# EXTRACTED DATA
################

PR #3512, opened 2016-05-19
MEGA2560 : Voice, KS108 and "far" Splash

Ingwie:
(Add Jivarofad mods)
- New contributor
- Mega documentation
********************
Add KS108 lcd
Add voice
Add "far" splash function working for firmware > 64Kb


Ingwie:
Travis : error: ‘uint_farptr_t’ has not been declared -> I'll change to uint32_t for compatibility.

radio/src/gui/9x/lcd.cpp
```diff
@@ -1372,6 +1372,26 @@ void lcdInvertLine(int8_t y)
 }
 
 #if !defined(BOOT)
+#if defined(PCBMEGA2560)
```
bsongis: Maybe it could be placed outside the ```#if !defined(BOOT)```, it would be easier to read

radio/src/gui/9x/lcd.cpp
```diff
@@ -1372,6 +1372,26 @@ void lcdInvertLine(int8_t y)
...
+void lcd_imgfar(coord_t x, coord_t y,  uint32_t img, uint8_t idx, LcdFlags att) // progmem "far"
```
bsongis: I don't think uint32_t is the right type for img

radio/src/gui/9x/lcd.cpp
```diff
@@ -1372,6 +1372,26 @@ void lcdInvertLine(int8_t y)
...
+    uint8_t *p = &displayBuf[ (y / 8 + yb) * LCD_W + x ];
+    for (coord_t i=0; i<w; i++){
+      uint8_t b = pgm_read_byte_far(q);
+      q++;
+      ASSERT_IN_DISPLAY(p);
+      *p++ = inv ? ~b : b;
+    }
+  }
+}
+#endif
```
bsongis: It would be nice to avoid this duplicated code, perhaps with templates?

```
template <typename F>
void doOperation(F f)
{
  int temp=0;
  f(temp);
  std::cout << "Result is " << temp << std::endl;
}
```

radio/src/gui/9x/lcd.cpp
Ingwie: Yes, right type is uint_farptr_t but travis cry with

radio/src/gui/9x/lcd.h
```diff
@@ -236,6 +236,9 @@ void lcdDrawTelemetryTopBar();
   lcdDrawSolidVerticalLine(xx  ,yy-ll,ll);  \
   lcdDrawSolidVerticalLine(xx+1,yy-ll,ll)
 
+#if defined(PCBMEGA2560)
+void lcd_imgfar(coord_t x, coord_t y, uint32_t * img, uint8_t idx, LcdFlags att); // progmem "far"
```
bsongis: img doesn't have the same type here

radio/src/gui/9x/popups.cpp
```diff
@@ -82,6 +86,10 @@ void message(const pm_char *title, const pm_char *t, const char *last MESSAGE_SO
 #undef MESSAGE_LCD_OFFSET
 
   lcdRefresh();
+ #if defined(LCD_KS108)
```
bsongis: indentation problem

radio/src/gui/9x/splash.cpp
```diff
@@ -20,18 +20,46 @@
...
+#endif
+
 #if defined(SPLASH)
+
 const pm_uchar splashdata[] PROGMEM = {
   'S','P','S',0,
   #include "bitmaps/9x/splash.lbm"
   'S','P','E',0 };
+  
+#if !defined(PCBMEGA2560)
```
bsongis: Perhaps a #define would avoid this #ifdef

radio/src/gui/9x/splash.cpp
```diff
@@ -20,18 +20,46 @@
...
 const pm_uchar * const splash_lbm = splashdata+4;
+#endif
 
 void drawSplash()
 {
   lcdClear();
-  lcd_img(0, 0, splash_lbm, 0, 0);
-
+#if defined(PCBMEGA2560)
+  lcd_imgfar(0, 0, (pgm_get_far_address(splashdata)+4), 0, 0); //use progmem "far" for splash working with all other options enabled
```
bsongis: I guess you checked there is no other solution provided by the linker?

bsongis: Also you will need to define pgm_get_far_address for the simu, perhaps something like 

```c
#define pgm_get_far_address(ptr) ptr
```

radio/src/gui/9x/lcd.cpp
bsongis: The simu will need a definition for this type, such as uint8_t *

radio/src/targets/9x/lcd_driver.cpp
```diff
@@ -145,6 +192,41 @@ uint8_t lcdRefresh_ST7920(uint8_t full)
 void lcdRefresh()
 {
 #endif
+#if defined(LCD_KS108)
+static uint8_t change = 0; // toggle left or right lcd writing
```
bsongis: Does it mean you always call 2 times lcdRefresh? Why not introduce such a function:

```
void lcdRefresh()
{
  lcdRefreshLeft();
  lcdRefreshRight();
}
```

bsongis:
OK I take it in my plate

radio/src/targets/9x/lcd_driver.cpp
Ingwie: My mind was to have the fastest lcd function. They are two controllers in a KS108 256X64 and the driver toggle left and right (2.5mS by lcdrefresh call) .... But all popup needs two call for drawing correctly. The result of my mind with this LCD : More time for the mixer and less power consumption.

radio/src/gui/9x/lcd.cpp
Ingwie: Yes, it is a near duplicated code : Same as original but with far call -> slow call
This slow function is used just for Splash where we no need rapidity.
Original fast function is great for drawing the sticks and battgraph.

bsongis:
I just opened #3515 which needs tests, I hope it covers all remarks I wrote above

################

# THE PROBLEM
Copy every line of the material in which the word "LcdFlags" occurs.

# EXERCISE ANSWER
+void lcd_imgfar(coord_t x, coord_t y,  uint32_t img, uint8_t idx, LcdFlags att) // progmem "far"
+void lcd_imgfar(coord_t x, coord_t y, uint32_t * img, uint8_t idx, LcdFlags att); // progmem "far"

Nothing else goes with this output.